La lettura è “sovrana” con Anna Bonaiuto

La voce – bassa, calda, speziata di tante sigarette – è quella che al pubblico dei Dialoghi di Pistoia legge la storia de La sovrana lettrice, ossia della Regina Elisabetta, che scopre l’esistenza dei libri e il gusto della lettura, preferendolo ai noiosi impegni di corte.

La voce appartiene ad Anna Bonaiuto, 72 anni, molto cinema (premiato con il David dell’Amore molesto o la Coppa Volpi di Venezia per Dove siete? Io sono qui) e teatro, con qualche incursione nella televisione, dove l’abbiamo vista ultimamente nei panni della pm della serie Il Re con Zingaretti o in quelli di Giuliana Saladino, mentore di Letizia Battaglia, in Solo per passione.

Sono molto felice di questa lettura perché in questi momenti di angoscia qualcosa di intelligentemente leggero fa piacere, e Bennett – scrittore di grande ironia e spirito d’osservazione – è un campione. Inoltre, ama molto le donne, racconta come siamo aperte al cambiamento, accoglienti, empatiche: non avrebbe mai potuto scrivere un Sovrano lettore”.

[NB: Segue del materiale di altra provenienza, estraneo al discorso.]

Issue #1753, opened 2022-05-12
Create an event for collision of SO symbols


AlonZivony:
One known way to create hook and running malicious code is using the LD_PRELOAD method.
In this way, an attacker can export the same function as `libc` or other used shared library, and by loading the malicious shared object before the known one the loader will resolve the imported symbol to be of the malicious shared object instead of the normal one.
To locate this issue, we need event that can check if a shared object loaded to a process has the same symbols as another one.

rafaeldtinoco:
Solved by https://github.com/aquasecurity/tracee/pull/2053 and https://github.com/aquasecurity/tracee/pull/2740

PR #2053, opened 2022-08-08
pkg/ebpf: add derived events for ld SO symbols collision

AlonZivony:
## Initial Checklist

## Description (git log)

Generate a derived event in the case that a shared object loaded
to a process export the same symbols as a loaded shared object.
This helps to detect cases of hooking shared library functions.

Fixes: #1753 

## Type of change

## Final Checklist:

## Git Log Checklist:

My commits logs have:


pkg/events/events.go
```diff
@@ -5767,6 +5768,27 @@ var Definitions = eventDefinitions{
...
+			ID32Bit: sys32undefined,
+			Name:    "symbols_collision",
+			Probes:  []probeDependency{},
+			Dependencies: dependencies{
+				Events: []eventDependency{
+					{EventID: SharedObjectLoaded},
+					{EventID: SchedProcessExec}, // Used to get mount namespace cache
+				},
+				Capabilities: []cap.Value{
+					cap.SYS_PTRACE,   // Used to get host mount NS for bucket cache
```
rafaeldtinoco, line 5781: I'm afraid you will have to check the run with: `--capabilities bypass=false` and, likely ?, raise privileges (ring1) in the places where the privilege is needed (that's a good question for the other bucket cache PR as well.

pkg/events/derive/derive.go
```diff
@@ -71,6 +76,31 @@ func deriveSingleEvent(id events.ID, deriveArgs deriveArgsFunction) deriveFuncti
 	}
 }
 
+// deriveMultipleEvents create an deriveFunction to generate multiple derive trace.Events.
+// The events will be created using the original event information, the ID given and the arguments given.
+// The order of the arguments given will match the order in the event definition, so make sure the order match
+// the order of the params in the events.event struct of the event under events.Definitions.
+// If the arguments given is nil, then no event will be derived.
+func deriveMultipleEvents(id events.ID, multiDeriveArgsFunc multiDeriveArgsFunction) deriveFunction {
```
rafaeldtinoco, line 84: This change and its test should go in another commit with proper git log message (add derive multiple events logic).

docs/events/security_alerts/symbols_collision.md
```diff
@@ -0,0 +1,52 @@
...
+## Intro
+symbols_collision - a shared object loaded to a process has collisions in exported symbols with another loaded shared object.
+
+## Description
+An event marking that a shared object loaded to current process, and have collisions of exported symbols
+with other shared object already loaded to the process. This event can help in inform on the 
+occasion that a shared object tries to override some symbol of another library.
+
+### Configuring the event
+The event is configured using arguments filtering.
```
rafaeldtinoco, line 12: The other symbol events had an example of filtering and what to expect. Shouldn't we have the same here? Okay if you prefer not because of X reasons.

rafaeldtinoco (commented):
This is a big one, I'm still reviewing it (despite the few comments I left).

pkg/events/events.go
rafaeldtinoco: I have created https://github.com/aquasecurity/tracee/pull/2380 to fix a few procfs bad permissions we were having.

pkg/events/derive/derive.go
rafaeldtinoco: Not for this PR, but, It feels to me that we could have only the deriveMultipleEvents now, right ? We can keep a deriveSingleEvent as a wrapper to a single event returned deriveMultipleEvents (just to keep compatibility).

pkg/events/derive/symbols_collision.go
```diff
@@ -0,0 +1,288 @@
...
+
+// addObjCollisions add to cache of one shared object collisions the collision with a second shared object.
+func (socCache sharedObjectsCollisionsCache) addObjCollisions(objID sharedobjs.ObjID,
+	collidedObjID sharedobjs.ObjID,
+	collisions []string) {
+	var objCollisions map[sharedobjs.ObjID][]string
+	collisionsIface, ok := socCache.cache.Get(objID)
+	if ok {
+		objCollisions = collisionsIface.(map[sharedobjs.ObjID][]string)
+		objCollisions[collidedObjID] = collisions
```
rafaeldtinoco, line 228: can't this be removed as you're doing the same after if/else block ?

pkg/events/derive/symbols_collision.go
```diff
@@ -0,0 +1,288 @@
...
+// Get from the cache the collisions check result of the object with other shared objects.
+// Return the collisions per other shared objects, and if the given shared object was monitored in the cache.
+func (socCache sharedObjectsCollisionsCache) getObjCollisions(objID sharedobjs.ObjID) (
+	map[sharedobjs.ObjID][]string, bool) {
+	var collisions map[sharedobjs.ObjID][]string
+	collisionsIface, ok := socCache.cache.Get(objID)
+	if ok {
+		collisions = collisionsIface.(map[sharedobjs.ObjID][]string)
+		return collisions, true
+	} else {
```
rafaeldtinoco, line 210: this is same as return nil, false, right ? And there is no need for else {}

pkg/events/derive/symbols_collision.go
```diff
@@ -0,0 +1,288 @@
...
+// AddCollisions add the collisions between 2 shared objects to the cache.
+func (socCache sharedObjectsCollisionsCache) AddCollisions(obj1 sharedobjs.ObjID,
+	obj2 sharedobjs.ObjID,
+	collisions []string) {
+	socCache.addObjCollisions(obj1, obj2, collisions)
+	socCache.addObjCollisions(obj2, obj1, collisions)
+}
+
+// GetCollision return the symbols collided between 2 shared objects from the cache if exist.
+// If the the collisions are cached for one object, will update it in the seconde object cache.
```
rafaeldtinoco, line 178: nit: second instead of seconde

pkg/events/derive/symbols_collision.go
```diff
@@ -0,0 +1,288 @@
...
+// Return bool indication if the collision existed in the cache.
+func (socCache sharedObjectsCollisionsCache) GetCollision(obj1 sharedobjs.ObjID,
+	obj2 sharedobjs.ObjID) ([]string, bool) {
+	obj1Collisions, ok := socCache.getObjCollisions(obj1)
+	if ok {
+		collisions, ok := obj1Collisions[obj2]
+		if ok {
+			socCache.addObjCollisions(obj2, obj1, collisions)
```
rafaeldtinoco, line 186: So your cache is always duplicated (also in mem footprint) and you're workarounding the fact that one of the duplicates might have vanish because of the LRU. Couldn't you have made a:

map[struct{obj1,obj2}][]string

and do lookups with {obj1,obj2} and {obj2,obj1} (or even sort obj1, obj2 for a single lookup) ?

pkg/events/derive/symbols_collision.go
```diff
@@ -0,0 +1,288 @@
...
+}
+
+// GetProcessLoadedObjects get the shared SOs loaded to the process, and if the process existed in the cache.
+func (pcache *processesLoadedObjectsCache) GetProcessLoadedObjects(pid int) ([]sharedobjs.ObjInfo, bool) {
+	var loadedObjects []sharedobjs.ObjInfo
+	loadedObjectsIface, ok := pcache.cache.Get(pid)
+	if ok {
+		loadedObjects = loadedObjectsIface.([]sharedobjs.ObjInfo)
+		return loadedObjects, true
+	} else {
```
rafaeldtinoco, line 153: same as nil, false ? no need for else ?

pkg/events/derive/symbols_collision.go
```diff
@@ -0,0 +1,288 @@
...
+		if len(collisions) > 0 {
+			collisionEventsArgs = append(collisionEventsArgs, []interface{}{loadingObjectInfo.Path, lsoInfo.Path, collisions})
+		}
+	}
+
+	return collisionEventsArgs, errs
+}
+
+// handleExec delete saved process loaded objects in case of execve, because entire memory is overwritten in this case
+func (soColGen *SymbolsCollisionArgsGenerator) handleExec(event trace.Event) ([][]interface{}, []error) {
```
rafaeldtinoco, line 109: Do we really need the handle Exec?

You're caching the []sharedobjs.ObjInfo per PID number in the cache. Linux will have 4 Million PIDs, which is much higher than the size of the LRU.

I guess you're thinking if we're using filters then the LRU cache might still have an entry for that PID ?

pkg/events/derive/symbols_collision.go
```diff
@@ -0,0 +1,288 @@
...
+func SymbolsCollision(
+	soLoader sharedobjs.DynamicSymbolsLoader,
+	symbolsBlackList []string,
+	symbolsWhiteList []string) deriveFunction {
+	gen := initSOCollisionsEventGenerator(soLoader, symbolsBlackList, symbolsWhiteList)
+	return deriveMultipleEvents(events.SymbolsCollision, gen.deriveArgs)
+}
+
+// SymbolsCollisionArgsGenerator is the struct responsible to create the SO symbols collisions derived event.
+// To do so, it uses multiple caches to reduce performance and chances for failure.
```
rafaeldtinoco, line 26: nit: to accelerate performance (instead of to reduce performance)

rafaeldtinoco (commented):
I left some comments for you with some questions and nits. I'm going to need the deriveMultipleEvents for my simple DNS events, do you mind splitting that logic in a new PR so I can merge it (then we can rebase this one on top) ?

For me this all looks ok, probably will give another look.

I'm concerned about 1024 pids cached only, is it enough to pick collisions (considering an amd64 linux has 4M possible pids) ?

And the memory footprint might be big also, BUT I can understand this is an event that wouldn't be enabled by default (mostly for research in the beginning, likely).

Either way, lets have the "derive multiple events" logic merged in another PR, then I can revisit this one and we can merge it as well.

Thanks!

pkg/events/derive/derive.go
AlonZivony: So you are right, you don't really need the `deriveSingleEvent` function from the abstraction point-of-view.
However, I think it is much easier to add new derive events with it if multiple derived events aren't required. We can adjust the single event to use the multi-events as a specific use-case.

pkg/events/derive/symbols_collision.go
AlonZivony: You are right, this is a lot smarter :)

pkg/events/derive/symbols_collision.go
AlonZivony: What I am thinking is that someone will execute a binary twice in a row using the same process.
This way the cache will maintain the first execution SOs, but even though they are not relevant because the process memory was overwritten.
This should reduce false-positives.

pkg/events/derive/symbols_collision.go
AlonZivony: I need to review my logic here, I think I have a bug.

AlonZivony:
> I left some comments for you with some questions and nits. I'm going to need the deriveMultipleEvents for my simple DNS events, do you mind splitting that logic in a new PR so I can merge it (then we can rebase this one on top) ?
> 
> For me this all looks ok, probably will give another look.
> 
> I'm concerned about 1024 pids cached only, is it enough to pick collisions (considering an amd64 linux has 4M possible pids) ?
> 
> And the memory footprint might be big also, BUT I can understand this is an event that wouldn't be enabled by default (mostly for research in the beginning, likely).
> 
> Either way, lets have the "derive multiple events" logic merged in another PR, then I can revisit this one and we can merge it as well.
> 
> Thanks!

I will push the multi derive logic as a PR tomorrow.
Thanks for the review and hard work!

pkg/events/derive/derive.go
AlonZivony: Opened a PR for this - #2383

rafaeldtinoco: Merged! Thank you! You can rebase this one on top of the merged PR.

AlonZivony:
> I'm concerned about 1024 pids cached only, is it enough to pick collisions (considering an amd64 linux has 4M possible pids) ?

This LRU is mainly used for keeping the loaded symbols while the ELF's dependencies are loaded by the loader.
New shared objects can be loaded afterwards, but I am not sure that it is achievable to keep track of all the processes until they load library dynamically sometime during their runtime.
If you think still increasing this LRU size has positive impact I will increase it.

docs/contributing/events/security_alerts/symbols_collision.md
```diff
@@ -0,0 +1,52 @@
...
+## Dependency Events
+### shared_object_loaded
+The event of shared object loading triggers this event, and supplies the information on the
+shared object necessary to examine its shared objects.
+
+### sched_process_exec
+Used by tracee to maintain mount NS cache, used in this event to get to processes file system.
+Also, used to maintain the cache used by the event for performance improvment.
+
+## Example Use Case
```
roikol, line 33: i think a cmdline example of how to use the event with the filters is very important here

pkg/events/derive/symbols_collision.go
```diff
@@ -0,0 +1,278 @@
...
+import (
+	"fmt"
+	"github.com/aquasecurity/tracee/pkg/events"
+
+	"github.com/aquasecurity/tracee/pkg/utils/sharedobjs"
+	"github.com/aquasecurity/tracee/types/trace"
+	"github.com/hashicorp/golang-lru/simplelru"
+)
+
+// SymbolsCollision generate an events for collisions between symbols exported by shared objects loaded to the same
```
roikol, line 12: nit: generate an events -> generate events

pkg/events/events.go
```diff
@@ -5845,6 +5846,27 @@ var Definitions = eventDefinitions{
 				{Type: "const char*const*", Name: "symbols"},
 			},
 		},
+		SymbolsCollision: {
```
roikol, line 5849: you should add the `DocPath` pointing to the MD file

docs/contributing/events/security_alerts/symbols_collision.md
```diff
@@ -0,0 +1,52 @@
...
+
+## Arguments
+* `loaded_path`:`const char*`[K] - the path of the file loaded.
+* `collision_path`:`const char*`[K,TOCTOU] - the path of the file already loaded, which has collision with the new loaded one.
+* `symbols`:`const char*const*`[U,TOCTOU] - list of symbols collided between the files.
+
+## Dependency Events
+### shared_object_loaded
+The event of shared object loading triggers this event, and supplies the information on the
+shared object necessary to examine its shared objects.
```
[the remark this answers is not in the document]
AlonZivony: Lol you are right
Nice catch

pkg/ebpf/tracee.go
```diff
@@ -589,20 +589,41 @@ func (t *Tracee) initDerivationTable() error {
...
 	}
 
+	symbolsCollisionFilters := map[string]filters.Filter{}
+	for filterScope := range t.config.FilterScopes.Map() {
+		maps.Copy(symbolsCollisionFilters, filterScope.ArgFilter.GetEventFilters(events.SymbolsCollision))
+	}
+	collisionAllowListSymbols := []string{}
+	collisionDenyListSymbols := []string{}
+
+	if symbolsCollisionFilters != nil {
```
rafaeldtinoco, line 613: this is always true

pkg/ebpf/tracee.go
```diff
@@ -589,20 +589,41 @@ func (t *Tracee) initDerivationTable() error {
...
+		collisionSymbolsFilter, ok := symbolsCollisionFilters["symbols"].(*filters.StringFilter)
+		if collisionSymbolsFilter != nil && ok {
+			collisionAllowListSymbols = collisionSymbolsFilter.Equal()
+			collisionDenyListSymbols = collisionSymbolsFilter.NotEqual()
+		}
+	}
+
+	soSymbolsCollisionsDeriveFn := derive.SymbolsCollision(
```
rafaeldtinoco, line 621: I believe this should go inside the `events.SharedObjectLoaded { events.SymbolsCollision {`, the same way you did to `SharedObjectLoaded`.

pkg/ebpf/tracee.go
```diff
@@ -589,20 +589,41 @@ func (t *Tracee) initDerivationTable() error {
...
+		soLoader,
+		collisionAllowListSymbols,
+		collisionDenyListSymbols,
+	)
+
```
rafaeldtinoco, line 626: This got too big to be here IMO.

rafaeldtinoco: I refactored filterscopes into its own package so I can move this initialization to each derive package file and have this cleaned up. I know you're out so if all the rest of the code is good I'll be able to merge with some quick reviews from the OSS team. If not we can sync later.

rafaeldtinoco:
Rebased and with a minor fix at: https://github.com/aquasecurity/tracee/pull/2740

rafaeldtinoco:
I have rebased and merged this one from https://github.com/aquasecurity/tracee/pull/2740. Will move initialization from derivation table function to appropriate place in a new PR.

pkg/events/derive/symbols_collision.go
```diff
@@ -0,0 +1,299 @@
...
+					soColGen.returnedErrors[err.Error()] = true
+					logger.Warn("symbols_loaded", "object loaded", so.ObjInfo, "error", err.Error())
+				} else {
+					logger.Debug("symbols_loaded", "object loaded", so.ObjInfo, "error", err.Error())
+				}
+				return nil, nil
+			}
+			so.FilterSymbols(soColGen.symbolsBlackList)
+			so.FilterOutSymbols(soColGen.symbolsWhiteList)
+			if err != nil {
```
rafaeldtinoco, line 137: It would already have returned here. I'm changing (in a new PR where I'm adding more documentation and removing the initialization from the initDerivationTable function) this. Removing this err check and returning `nil, err` in the check above.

Secondo lei, la Regina lo ha letto?

Sì, però non ne parlerà mai, come non ha parlato per il film The Queen. La sua classe si tiene fuori dai commenti del mondo.

Bennett ci sta tutto in una lettura?

Ho dovuto fare qualche taglio per arrivare a un’ora e un quarto di lettura. Io leggo molti audiolibri e so che dopo un certo tempo l’attenzione cala.

La lettura in presenza però è diversa dagli audiolibri.

Sì, perché il mio corpo, la mia persona, le mie pause sono concreti. Mentre quando faccio un audiolibro devo tener presente che se hai davanti a te la pagina con l’occhio puoi riagganciare le parole che magari ti sei perso, se ti sei distratto.

Quindi è un compito difficile quello della lettrice.

Il testo più complicato che ho letto è La strada di Swann: i pensieri di Proust sono lunghi trenta righe, con parentesi e digressioni. Quando hai davanti la pagina, i segni -parentesi, virgole – ti aiutano. Se invece devi restituirli solo con la voce è complesso, ti aiuti con il levare, il battere, il chiudere dei toni. Ma devi sempre cercare di entrare il più possibile nello spirito dell’autore, di restituirne la musica e l’armonia. Senza prevaricarlo, ma mettendoci comunque dentro quello che senti e lasciando a chi ascolta il diritto di interpretare.

Non è che è venuta anche a lei la voglia di scrivere un libro?

Uno lo avrei anche in mente, ma sono pigra. Avrebbe a che fare con l’infanzia. Però, come mi dicono in casa editrice, l’infanzia non tira. Non vorrei comunque raccontare me stessa per vanità, parlerei della fatica delle donne, di come tutto il dolore cominci da bambine. Però bisogna sapere perché si scrive, per chi: non basta prendere la penna.

Lei è una lettrice accanita?

Soprattutto dei libri di carta. Anche se capisco l’utilità degli audiolibri quando viaggi, o magari sei solo in ospedale. Sul comodino adesso ho Crossroads, l’ultimo di Franzen, che è sempre geniale anche se stavolta un po’ pesantone.

I Dialoghi di Pistoia quest’anno sono dedicati al tema del narrare. Secondo lei, quanta importanza ha oggi – in tempi di televisione, social, mondo digitale – il racconto orale?

È fondamentale. La comunicazione oggi va a una velocità spaventosa, è fatta di frammenti rapidi che si susseguono. Mentre la narrazione è preziosa nel suo usare i tempi lunghi del racconto. La dice anche La regina di Bennett: la lettura non è un hobby per il tempo libero, è il bisogno di ascoltate qualcuno che ti narra una storia. È nata così la cultura, pensiamo a Omero e agli aedi. E poi dal narrare nasce il teatro, che è raccontare qualcosa a un altro che ascolta. Ma ce lo dicono anche le incisioni rupestri, che narravano per immagini la vita di allora, la caccia ai bisonti.